PR #880, opened 2023-08-29
Cosmos gateway integration

M-Picco:
Squashed version of #792


derpy-duck (approved):

kev1n-peters:
Should we update the docs here to add the Osmosis network (along w/ the OSMO token in the Tokens section)? https://github.com/wormhole-foundation/wormhole-connect/blob/6be9d50b059a1a4785808bb37b11e134d32ddae4/wormhole-connect-loader/README.md#L30

kev1n-peters:
Should we add Osmosis here? (although there isn't a chainID, so maybe this chain integration is fundamentally different than the others) https://github.com/wormhole-foundation/wormhole-connect/blob/6be9d50b059a1a4785808bb37b11e134d32ddae4/wormhole-connect-loader/src/types.ts#L2

PR #884, opened 2023-08-30
Add foreign asset address cache

M-Picco:
Create a cache object which `WormholeContext` passes down to the specific contexts. The aim of this cache is to prevent repeating `getForeignAsset` queries when the information will be the same.


derpy-duck (approved):

kev1n-peters:
lgtm, nice use of caching

kev1n-peters (approved):

PR #902, opened 2023-08-31
Fixed guardian RPCs from being called too frequently

kev1n-peters:


wormhole-connect/src/views/Redeem/Redeem.tsx
```diff
@@ -17,131 +17,157 @@ import Spacer from '../../components/Spacer';
...
+      <GovernorEnqueuedWarning
+        show={!messageInfo && isVaaEnqueued}
+        chain={txData.fromChain}
+      />
+      <Stepper />
+    </div>
+  );
 }
 
 function mapStateToProps(state: RootState) {
```
M-Picco, line 166: Is this stuff at the bottom of the file still needed? The redux state and dispatch can now be used directly inside the Redeem component

M-Picco (approved):

wormhole-connect/src/views/Redeem/Redeem.tsx
evan-gray: We were going for the minimally invasive fix for this, but agree we should switch to the hooks (and functional components) across the board.

PR #907, opened 2023-09-01
Solana testnet automatic redeem support

kev1n-peters:


kev1n-peters:
The contract interfaces may change after an internal audit, so putting this back into draft mode.

wormhole-connect/src/utils/routes/bridge.ts
```diff
@@ -29,9 +29,18 @@ import {
   TransferDestInfoBaseParams,
   TransferInfoBaseParams,
 } from './types';
-import { hexlify } from 'ethers/lib/utils.js';
 import { isCosmWasmChain } from '../cosmos';
 import { fetchVaa } from '../vaa';
+import { hexlify } from 'ethers/lib/utils.js';
+
+export interface BridgePreviewParams {
```
M-Picco: Should this interface be here? I don't see it used anywhere else

wormhole-connect/public/index.html
```diff
@@ -15,7 +15,7 @@
   </head>
   <body style="margin: 0">
     <noscript>You need to enable JavaScript to run this app.</noscript>
-    <!-- <div id="wormhole-connect" config='{"networks": ["goerli", "mumbai"], "tokens": ["ETH", "WETH", "MATIC", "WMATIC"], "theme": "light"}'></div> -->
-    <div id="wormhole-connect"></div>
+    <div id="wormhole-connect" config='{"env": "testnet", "networks": ["fuji", "solana", "bsc", "goerli"], "tokens": ["AVAX", "WAVAX", "SOL", "WSOL", "BNB", "WBNB", "ETH", "WETH"], "theme": "light"}'></div>
+    <!-- <div id="wormhole-connect"></div> -->
```
M-Picco: Should this be commented out?

sdk/src/contexts/solana/relayer.ts
```diff
@@ -0,0 +1,186 @@
...
+      this.getRedeemerConfig(),
+    ]);
+    const swapRatePrecisionBN = new BN(swapRatePrecision);
+    const nativeSwapRate = this.calculateNativeSwapRate(
+      swapRatePrecisionBN,
+      solSwapRate,
+      swapRate,
+    );
+    const maxSwapAmountIn =
+      decimals > SOL_DECIMALS
```
M-Picco, line 80: Does it need to be decouple in two cases? If `decimals < SOL_DECIMALS` the exponent `decimals - SOL_DECIMALS` will be negative, which is the same as dividing by `TEN.pow(SOL_DECIMALS - decimals)`. Perhaps there's something from the BN lib I'm missing

sdk/src/contexts/solana/relayer.ts
```diff
@@ -0,0 +1,186 @@
...
+        this.getRedeemerConfig(),
+      ]);
+    const swapRatePrecisionBN = new BN(swapRatePrecision);
+    const nativeSwapRate = this.calculateNativeSwapRate(
+      swapRatePrecisionBN,
+      solSwapRate,
+      swapRate,
+    );
+    const swapAmountOut =
+      decimals > SOL_DECIMALS
```
M-Picco, line 108: Same here

sdk/src/contexts/solana/relayer.ts
```diff
@@ -0,0 +1,186 @@
...
+
+    return BigInt(swapAmountOut.toString());
+  }
+
+  async fetchSwapEvent(signature: string): Promise<SwapEvent | null> {
+    const transaction = await this.connection.getParsedTransaction(signature);
+    if (transaction) {
+      const logMessages = transaction.meta?.logMessages || [];
+      for (const msg of logMessages) {
+        const matches =
```
M-Picco, line 124: Is there any other way to retrieve this data or is using a regex the only "elegant" way?

M-Picco (commented):
Didn't notice anything out of place. Just some minor comments.

wormhole-connect/src/utils/routes/bridge.ts
kev1n-peters: This shouldn't be here, removed

wormhole-connect/public/index.html
kev1n-peters: This shouldn't be changed, reverted

sdk/src/contexts/solana/relayer.ts
kev1n-peters: Unfortunately this is how we have to do it on Solana. The contract calls `msg!` which is just a macro that logs data in the transaction.

sdk/src/contexts/solana/relayer.ts
kev1n-peters: Good catch, we can simplify this

kev1n-peters: Actually, I changed this and it broke the gas slider. Here's a little example that shows that the two expressions aren't equivalent:

```
const TEN = new BN(10);
const SWAP_RATE_PRECISION = new BN(100_000_000);
const SOL_DECIMALS = 9;

function calculateSwapAmount(
  decimals: number,
  maxNativeSwapAmount: BN,
  nativeSwapRate: BN,
  firstCaseOnly: boolean = false
) {
  return decimals > SOL_DECIMALS || firstCaseOnly
    ? maxNativeSwapAmount
        .mul(nativeSwapRate)
        .mul(TEN.pow(new BN(decimals - SOL_DECIMALS)))
        .div(SWAP_RATE_PRECISION)
    : maxNativeSwapAmount
        .mul(nativeSwapRate)
        .div(TEN.pow(new BN(SOL_DECIMALS - decimals)).mul(SWAP_RATE_PRECISION));
}

  console.log(calculateSwapAmount(8, new BN(1000000), new BN(100000)));
  console.log(calculateSwapAmount(8, new BN(1000000), new BN(100000), true));

// prints
<BN: 64>
<BN: 2710>
```

kev1n-peters: So after some digging I've discovered that bn.js simply doesn't support `pow()` using negative numbers, e.g.
```
> new BN(10).pow(new BN(-2)).toString()
'100'
```

M-Picco: No choice but to leave it as is then

M-Picco (dismissed):

M-Picco (approved):

PR #908, opened 2023-09-01
feature: configurable routes

anondev2323:
- [x] Add routes as a configurable option
       - Check if a route is in the list before performing actions
- [x] Add `getMinAmount` onto routes
- [x] Clean up Route.Bridge/Route.Relay checks across application
       - Left over from when there were only the 2 routes.  Now we check each route dynamically
- [x] Add logic for determining the default route (if bridge is not available)
- [x] Filter networks by available routes
- [x] Only query available routes for available tokens, do not query for a token if it's already in the supported list
- [x] Add validation for route

Bonus:
- [x] Add `.tsx` files to `tsconfig.json` and fix type errors
- [x] Clean up config folder, how we define the constants in `config/index.ts` and validation checks
       - Rename "network" to "chain". Network refers to mainnet, testnet and devnet and chain refers to the individual blockchains
       - Split up chains/tokens/gasEstimates into their own files so they're easier to locate
- [x] Clean up the gas estimation logic, it had gotten kind of out of hand
       - Gas fallback can be accessed using the chainName and route
       - Gas estimates were moved to the chain contexts so that we got rid of all of the `if/else`s
       - If gas cannot be estimated, throw an error.  Catch the error and grab the fallback estimate
- [x] Optimize `allSupportedSourceTokens` and `allSupportedDestTokens`.  Don't need to query every token on every route.  Only need to query if we know it's not supported by another route.
- [x] Fix gas formatting bug which was causing EVM gas estimates to appear as 0


wormhole-connect/src/utils/routes/cctpManual.ts
```diff
@@ -623,7 +634,8 @@ export class CCTPManualRoute extends BaseRoute {
   }: TransferDestInfoParams): Promise<TransferDisplayData> {
     const token = TOKENS[txData.tokenKey];
     const { gasToken } = CHAINS[txData.toChain]!;
-    const gas = await calculateGas(txData.toChain, Route.CCTPManual, receiveTx);
+    // const gas = await calculateGas(txData.toChain, Route.CCTPManual, receiveTx);
+    const gas = 'TODO';
```
anondev2323: Missed this

wormhole-connect/src/utils/routes/cosmosGateway.ts
```diff
@@ -734,11 +741,12 @@ export class CosmosGatewayRoute extends BaseRoute {
...
-      txData.toChain,
-      Route.COSMOS_GATEWAY,
-      receiveTx,
-    );
+    // const gas = await calculateGas(
+    //   txData.toChain,
+    //   Route.CosmosGateway,
+    //   receiveTx,
+    // );
+    const gas = 'TODO';
```
anondev2323: Missed this

wormhole-connect/src/utils/routes/operator.ts
```diff
@@ -141,13 +137,90 @@ export default class Operator {
...
+  async allSupportedDestTokens(
+    sourceToken: TokenConfig | undefined,
+    sourceChain?: ChainName | ChainId,
+    destChain?: ChainName | ChainId,
+  ): Promise<TokenConfig[]> {
+    const supported: { [key: string]: TokenConfig } = {};
+    for (const route of ROUTES) {
+      for (const key in TOKENS) {
+        const alreadySupported = supported[key];
+        if (!alreadySupported) {
```
anondev2323, line 191: We were querying all tokens for every route.  Tried to cut that down a bit by checking if they were already on the list

wormhole-connect/src/views/Bridge/Inputs/AmountInput.tsx
```diff
@@ -23,8 +23,14 @@ function AmountInput(props: Props) {
...
-  function handleAmountChange(event) {
-    let value = event.target.value;
+  function handleAmountChange(
+    e:
+      | React.ChangeEvent<HTMLInputElement>
+      | React.ChangeEvent<HTMLTextAreaElement>
+      | undefined,
+  ) {
+    let value = e!.target.value;
+    // let value = event.target.value;
```
anondev2323: Need to delete random comment

derpy-duck:
' Add logic for determining the default route (if bridge is not available)

Where is this change done?

anondev2323:
> ' Add logic for determining the default route (if bridge is not available)
> 
> Where is this change done?

So it just sets the default to the first route (`ROUTES[0]`).  And then it relies on `establishRoute` in Bridge.tsx.  I also added a config validation to ensure that at least 1 route is enabled.  It was too much of a headache to set the route to a falsey value

anondev2323:
Just realizing, the gas estimate when sending is 0, due to a bug with formatting the amount.  Looks like this was present before, not anything introduced by the refactor.  Will push a fix in a moment

PR #909, opened 2023-09-03
[#903] Don't wait to reaching finality before moving on to the Redeem page

### LINKED ISSUE #903: [Bug] Recovery should work on valid transaction prior to signedVAA being available

- make a transaction from a slow finality chain (like Eth)
- copy the transaction hash
- refresh the page
- from the menu, choose "Resume transaction"
- paste in the tx
- you get an error about that transaction not being a valid bridge transaction

- you go to the redeem flow which will show you the progress of your transaction

## Details

You used to be able to "resume" a transaction that didn't have a VAA yet (the search would call parseMessageFromTx) but now it requires the messageInfo which is basically the signedVAA. I think this functionality likely needs to be added back in, otherwise users cannot get to the screen to wait for perfectly valid transactions that haven't reached finality or ones that are held in the governor (and they won't see that).

### LINKED ISSUE #912: [QA] Redeem screen does not open in 40 min although transaction is successful
Redeem screen does not open in 40 min although transaction is successful.

Checked from https://wormhole-connect.netlify.app/ [Testnet] on macOS version 12.6.7 with Google Chrome Version 116.0.5845.140 (Official Build) (x86_64)

Steps:
1.  Connect Metamask wallets in From and To sections
2. Prepare to send 0.01 WFTM from Base Goerli to Moonbase
3. Click "Approve and proceed with transaction" butoon
4. Observe if transaction is displayed as successful in Metamask wallet
5. Observe if Redeem screen is opened

Send from tx: [BaseScan](https://goerli.basescan.org/tx/0xebacb1587689bf239c5e0d8fd7cd7789e675f3453cf50634415c878bbfada946)

https://github.com/wormhole-foundation/wormhole-connect/assets/10746654/20e9777e-70ff-4bb6-a414-c1f3975c9359

Redeem screen is opened.

M-Picco:
Should address #903.

Revert some changes made during the [routes refactor](https://github.com/wormhole-foundation/wormhole-connect/pull/710) which caused the Bridge UI to wait for a VAA to be emitted before proceeding to the Redeem stage (in some chains it'd take a long time, for example 30 minutes on Ethereum).

The split to `parseMessageFromTx` into `getVaa` and `parseMessage` was reverted back, now under the name `getMessage`.

Adapted the logic and interfaces to include the CCTP routes, which were developed after the routes refactor.

### DIFF
--- a/sdk/src/contexts/aptos/context.ts
+++ b/sdk/src/contexts/aptos/context.ts
@@ -8,36 +8,26 @@ import {
   ParsedMessage,
   Context,
   ParsedRelayerPayload,
-  VaaInfo,
 } from '../../types';
 import { WormholeContext } from '../../wormhole';
 import { TokenBridgeAbstract } from '../abstracts/tokenBridge';
 import { AptosContracts } from './contracts';
 import { AptosClient, CoinClient, Types } from 'aptos';
 import {
-  CHAIN_ID_APTOS,
   getForeignAssetAptos,
   getIsTransferCompletedAptos,
-  getSignedVAAWithRetry,
   getTypeFromExternalAddress,
   hexToUint8Array,
   isValidAptosType,
   parseTokenTransferPayload,
-  parseVaa,
   redeemOnAptos,
   transferFromAptos,
 } from '@certusone/wormhole-sdk';
-import {
-  arrayify,
-  hexZeroPad,
-  hexlify,
-  stripZeros,
-  zeroPad,
-} from 'ethers/lib/utils';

**PROBLEM**
Every line above that holds the word "version" is to be found and copied.

**SOLVED PROBLEM**
Squashed version of #792
Checked from https://wormhole-connect.netlify.app/ [Testnet] on macOS version 12.6.7 with Google Chrome Version 116.0.5845.140 (Official Build) (x86_64)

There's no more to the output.